Pasteur was not quite nine years old when his quiet village childhood was punctuated by a disturbing drama. After hearing reports of a rabid wolf marauding through the region of Arbois, furiously biting man and beast, Pasteur and his friends witnessed one victim being brought to the blacksmith’s shop for treatment. The sight of a red-hot iron cauterizing the man’s still-frothy wounds made a lasting impression on the young Pasteur. So did the hydrophobic deaths soon afterward of eight of his fellow Arboisians, who had suffered the wolf’s bites on their hands and heads.
As a university student in Paris, Pasteur was exposed to the great scientific minds of his day, and his own gift for original research finally surfaced. Following completion of his master’s degree at the École Normale Supérieure, Pasteur chose not to return to the provinces as a schoolteacher and instead took a position in the laboratory of the famous chemist Jérôme Balard. He defended theses in physics as well as chemistry and after one year’s time made his first report to the French Académie des Sciences on the relationship between various crystalline forms of particular chemical substances and the rotational polarization of light—a paper that elegantly unified much of the contemporary research into molecular physics and chemistry.
Pasteur was appointed a professor of chemistry at the University of Strasbourg, where he underwent two important transformations. First, almost immediately upon meeting Marie Laurent, the gentle, patient daughter of the university provost, Louis Pasteur began a campaign to win her hand that would soon seal his fate as a dutiful family man. Second, while he continued to make discoveries in the laboratory concerning the physical and chemica
l character of crystalline substances, Pasteur increasingly concerned himself with scientific problems that had direct practical applications, such as the process for industrial production of racemic acid crystals and, later—as the dean of the faculty of science at Lille—the fermentation of beetroot alcohol. Pasteur saw himself as performing science for the people: the French people in particular. Before long he would likewise be known as the people’s scientist.
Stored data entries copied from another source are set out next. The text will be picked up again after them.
PR #2664, opened 2025-04-17
fix(BTabs): corrent classes on ssr

### LINKED ISSUE #2652: BTabs only becomes visible on mounted, resulting in CLS
### Describe the bug

This is maybe related to my other issue which was recently resolved #2601 

The `BTabs` component has no visible content rendered during SSR in a Nuxt environment. The `<ul>` element with the tab headers is still empty and all of the tab content `<div>` elements are still set to `display: none`. On client side during `mounted`, the tab headers are then rendered and the active tab content is made visible via the `active` class. I believe this is different behaviour from bootstrap-vue 2.x

This behaviour creates a cumulative layout shift, among other issues for me related to the tab content not being visible yet.

I provided a Stackblitz demo but it is difficult to demonstrate because the Stackblitz preview does not work with JS disabled. It is just a very basic `BTabs` example taken from the documentation.

### Reproduction

https://stackblitz.com/edit/nuxt-starter-mlet8bwm?file=app.vue

### Used Package Manager

yarn

xvaara:
fixes #2652

# Describe the PR

## Small replication

## PR checklist

- [ ] Feature - `feat(...)`
- [ ] Other (please describe)

## Summary by CodeRabbit

- **Bug Fixes**
  - Improved tab registration and activation timing for more reliable tab behavior.
  - Enhanced fallback logic to render tabs from slot content when internal registration is unavailable.
- **New Features**
  - Added a method to explicitly sort tabs, improving tab order consistency.
  - Introduced automatic flattening of nested tab fragments for better tab rendering.
  - Updated tab click handling for improved event processing.
  - Added support for custom navigation item classes on tabs.

### DIFF
--- a/packages/bootstrap-vue-next/src/components/BTabs/BTab.vue
+++ b/packages/bootstrap-vue-next/src/components/BTabs/BTab.vue
@@ -14,7 +14,7 @@
 </template>
 
 <script setup lang="ts">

In 1857, Pasteur returned to the École Normale in Paris. Here his ongoing discoveries in the fermentation and spoilage of wine, which he established to be microbiological processes, led to studies that exploded the stubborn myth of spontaneous generation and notably led to the development of new preservation methods for perishables. Pasteurization was born and would change forever the handling of food and drink. Pasteur immediately and doggedly began to explore the relationship between the putrefaction of foodstuffs and the necrosis of diseased tissues. As his research interests evolved from physics and chemistry to microbiology and medicine, the general populace became increasingly interested in his work. Indeed, the emperor and empress themselves began to pay keen attention, and Pasteur, for his part, quickly learned how to transform public interest in his research into material support for the glassware, incubators, laboratory bench space, animals, and capable assistants his ongoing endeavors would require.